Harbor – a very popular framework that handles defining the environment and rollout stages, with orchestration of how rollouts get executed on sandbox environments and so on.
NeMo Gym – NVIDIA’s library for RL environments that connects to the full ecosystem of RL frameworks. It plugs into other libraries (for environments, for training and even for the agent harnesses themselves) and allows you to compose what you need together. It also has an environment hub like that hosted by PrimeIntellect. (It’s used by NVIDIA in training their own Nemotron 3 models.)

These are just the ones that seem prominent to me based on my readings, but there are many more. (Even libraries like Unsloth have serious RL capabilities.)

But how do you navigate all this tooling?

How to parse the tooling explosion

So far the way I’ve been doing it so far is to use the mental model of the five stages (see above) and then just figuring out which parts of those are solved by whatever framework we’re looking at.

As always, you have to be sceptical of vendor claims. Many of these frameworks will claim that they tackle all or most of the problem space, so you have to look at their SDK, API and docs and see exactly what they care about. Most maintainers don’t have time to give equal attention to all of the pieces since there is a lot of complexity going on so you just have to figure out what their core is. Things to look at:

are there parts of the codebase which receive much less attention and updates?
who is maintaining or funding the project? (Perhaps if it’s an infrastructure provider then they care about the trainer component most? Maybe they’re a model builder themselves so they really care about getting good environments?)
what are the kinds of things they post about online (twitter etc)?

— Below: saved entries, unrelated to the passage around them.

PR #306, opened 2015-09-04
Add IE8 support by changing ES6 class to a simple "class". Fixes #305

### LINKED ISSUE #305: "Object doesn't support this action" in IE8
It appears that this add-on supports Ember 1.3 but it fails in Internet Explorer 8 with the error `Object doesn't support this action`. Adding or removing the `{{t 'key'}}` helper or translation files has no effect; just adding `ember-i18n` to the package.json will take the app down.

Does anybody have an idea of where there might be incompatible code? I've been digging for a while and haven't found anything but `Object.keys` which is polyfilled.

jerel:
When an ES6 class is used Babel transpiles it with defineProperty which IE8 is can only use on DOM. By switching back to a simple class i18n is then compatible with IE8 as long as `Object.keys` is polyfilled.

### DIFF
--- a/addon/utils/locale.js
+++ b/addon/utils/locale.js
@@ -3,7 +3,7 @@ import Ember from "ember";
 // @private
 //
 // This class is the work-horse of localization look-up.
-export default class Locale {
+export default function Locale(id, container) {
 
   // On Construction:
   //  1. look for translations in the locale (e.g. pt-BR) and all parent
@@ -12,18 +12,15 @@ export default class Locale {
   //     and use the first value for `rtl` and `pluralForm`
   //  3. Default `rtl` to `false`
   //  4. Ensure `pluralForm` is defined
-  constructor(id, container) {
-    this.id = id;
-    this.container = container;
-    this.rebuild();
-  }
+  this.id = id;
+  this.container = container;
 
-  rebuild() {
+  this.rebuild = function() {
     this.translations = getFlattenedTranslations(this.id, this.container);
     this._setConfig();
-  }
+  };
 
-  _setConfig() {
+  this._setConfig = function() {
     walkConfigs(this.id, this.container, (config) => {
       if (this.rtl === undefined) { this.rtl = config.rtl; }
       if (this.pluralForm === undefined) { this.pluralForm = config.pluralForm; }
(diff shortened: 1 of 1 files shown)


jamesarosen:
v4 of this library requires Ember 1.12+. Is that version of Ember meant to be compatible with IE8?

addon/utils/locale.js
```diff
@@ -12,18 +12,15 @@ export default class Locale {
...
   //  4. Ensure `pluralForm` is defined
-  constructor(id, container) {
-    this.id = id;
-    this.container = container;
-    this.rebuild();
-  }
+  this.id = id;
+  this.container = container;
 
-  rebuild() {
```
jamesarosen: These should be on the prototype so all instances can share one copy of the functions.

jerel:
@jamesarosen this is ready for review. Git sort of mangles the diff on the last commit due to indentation but literally the only changes are replacing `this.fn` with `Locale.prototype.fn`

mattbearman:
I've upgraded to v4.2.2, but I'm still seeing `Object.defineProperty` in i18n related code after I re-build my ember app:

`/helpers/t` `services/i18n` `utils/i18n/compile-template`, `utils/i18n/missing-message`

Is there anything else I need to do to make i18n IE8 compatible?

Thanks

mattbearman:
I've found what's causing this, I'm not sure if the issue is with my set up (Ember 1.13.15), but it seems the problem occurs when i18n does `export { default } from $SOMETHING`. Eg: in `node_modules/ember-i18n/app/helperst.js` you have:

```javascript
export { default } from 'ember-i18n/helper';
```

which gets compiled into

```javascript
define('my-ember-app/helpers/t', ['exports', 'ember-i18n/helper'], function (exports, _emberI18nHelper) {
  Object.defineProperty(exports, 'default', {
    enumerable: true,
    get: function get() {
      return _emberI18nHelper['default'];
    }
  });
});
```

I've found that by creating my own helper file in `my-ember-app/app/helpers/t.js` with the more verbose:

```js
import t from 'ember-i18n/helper';

export default t;
```

The compiled version becomes a much more IE8 friendly:

```js
define('my-ember-app/helpers/t', ['exports', 'ember-i18n/helper'], function (exports, _emberI18nHelper) {
  exports['default'] = _emberI18nHelper['default'];
});
```

The helper still seems to work fine, I'm now going to try this for the service and utilities to see if it gets my app working in IE8.

Damn I wish I didn't need to support IE8

jamesarosen:
Do you want to open a PR for the import-then-export change?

All these things are just signals that allow you to understand where the centre of gravity is. Many of these projects are open-source so there is often activity in many places, but if you follow where the core team’s attention lies then that will help you place them into a category.

Placing NeMo Gym

Let’s walk through this process on a framework which I have less experience of, because maybe that helps you understand the process better.

NeMo Gym is a library from NVIDIA that I mentioned earlier. Here’s a diagram that’s part of their README:

If you take this at its word, you’d think maybe that everything is included. It has agents, models, environments and it’s all connected. My first instinct was that this was basically another framework that defines the environment, runs the rollout, scores it like verifiers.

But when you think about where the attention actually is, you see that the thing they’re talking about a lot is the whole connection ecosystem. So it plugs into other people’s environment (Harbor etc), other people’s trainers and even other people’s agent harnesses like OpenCode. So NeMo Gym allows you to compose these things together, almost like a kind of orchestration for environments and trainers.

So if we place it inside the five categories, it’s less that NeMo Gym is just a way to define environments, but rather it’s more that it sits across all the stages and allows you to compose various tools together.

If you want to watch me run this same method across each of the popular frameworks, here’s a short walk-through:

Where this leaves me

Now that I have the high level concepts and the critical chops to be able to see a new framework and situate it within my mental model, I’m in a place where I can pick the pieces that I need for what I’m trying to do. This whole project, after all, is focused on taking an agent’s logged traces and turning them into a cheaper trained model. Probably my first step for this is going to be to reach for verifiers and prime-rl and then I’ll experiment with other frameworks to have some experience of how they do things.

The bigger point to make, though, and the one I’d heartily endorse for anyone else drowning in the tooling explosion is that you shouldn’t try to memorise the frameworks. New software is born every day it seems. Just learn the grid and bring some skepticism and you’ll have enough to navigate the space.